Barenboïm saluant le public à l'issue du concert © Julien Hanck
Barenboïm saluant le public à l'issue du concert
© Julien Hanck

Qu’aime-t-on chez Barenboim ? La paisible conviction, ce sentiment de calme supériorité qu’il dégage sur scène. Cette 8ème de Bruckner, presque 40 après celle qu’il a enregistrée avec Chicago, c’est premièrement cela : la lecture d’un homme qui, du haut de sa maîtrise, ne se remet quasiment pas en question. Ce n'est pas pour rien que l’approche, marquée par sa pondération, privilégie la restitution consciencieuse du texte à l’exploration de son potentiel mystique. Dès la rythmique agitée qui vient sous-tendre l’introduction de l’Allegro moderato, Barenboim marque pesamment chaque note, donnant l’impression qu’il épelle les motifs plutôt que de les chanter. Les hémioles si chères à Bruckner bénéficient d’un traitement semblable ; alors qu’elles sont, par leur effet d’aspiration, le support local de la transcendance brucknérienne (en opposition à une transcendance globale qui serait solidaire de l’œuvre entière), celles de ce soir clouent au sol par leur inertie. Le phénomène est accusé par le fait que Barenboim traîne considérablement sur le rythme ternaire du deuxième hémistiche : c’est tout juste si la mesure à 4 temps n’est pas devenue une mesure à 4,5 temps !
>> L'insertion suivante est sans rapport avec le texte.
PR #1358, opened 2020-02-07
Use 'TimeZone.getDefault().toZoneId()' instead of 'ZoneId.systemDefault()'

cweitkamp:
- Use `TimeZone.getDefault().toZoneId()` instead of `ZoneId.systemDefault()`

The later is only a wrapper for the other method (see [ZoneId.systemDefault()](https://docs.oracle.com/javase/8/docs/api/java/time/ZoneId.html#systemDefault--)).


kaikreuzer:
> The later is only a wrapper for the other method

In other words it is a convenience method to write less code. Why changing it?

wborn:
I'm fine with using the convenience method as is to improve code readability unless it results in some measurable performance decrease.

cweitkamp:
Yes, less code. And - I guess - no really measurable performance improvements. I will close this PR.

premier mouvement <i>allegro moderato</i>
premier mouvement allegro moderato

Certes, à la différence des symphonies de Mahler, la parcimonie des indications dans Bruckner oblige l’interprète à prendre de multiples décisions par lui-même ; mais est-ce rendre justice à l’œuvre que de dénaturer l’une de ses plus saillantes singularités, à savoir ce que certains vont jusqu’à appeler la « rythmique caractéristique de Bruckner » ? Ailleurs, les tempos sont généralement mesurés, à l’exception du Finale, sorte de course à l’abîme – bien loin de l’apothéose mystique que pouvait y voir Klemperer. La grande ligne n'étant pas toujours présente chez Barenboim, ce qu'on remarque avant tout dans ce dernier mouvement sont les partis pris d'accentuations et de phrasés.
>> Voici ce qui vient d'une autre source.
PR #1359, opened 2020-02-07
Removed dependency on 'org.apache.commons.exec'

cweitkamp:
- Removed dependency on `org.apache.commons.exec`

### DIFF
--- a/bom/compile/pom.xml
+++ b/bom/compile/pom.xml
@@ -59,12 +59,6 @@
 
     <!-- Apache Commons -->
     <dependency>
-      <groupId>org.apache.commons</groupId>
-      <artifactId>commons-exec</artifactId>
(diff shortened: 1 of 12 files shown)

Le pupitre de cor © Julien Hanck
Le pupitre de cor
© Julien Hanck

Côté orchestre, notons des cordes relativement monochromes (sans compter de menus problèmes de justesse et d'attaque), quoique capables des plus infimes modulations d’intensité. Bien que touchante d'expressivité, la petite harmonie ne s'intègre pas toujours parfaitement dans le tissu orchestral, donnant parfois l'impression de faire du sur-place (Allegro moderato). En revanche, partout on admire les pupitres de cuivres, d'une clarté, d'une incisivité (les cors !) et d'une sécurité très appréciables, jusque dans les aboiements en cascade du Scherzo.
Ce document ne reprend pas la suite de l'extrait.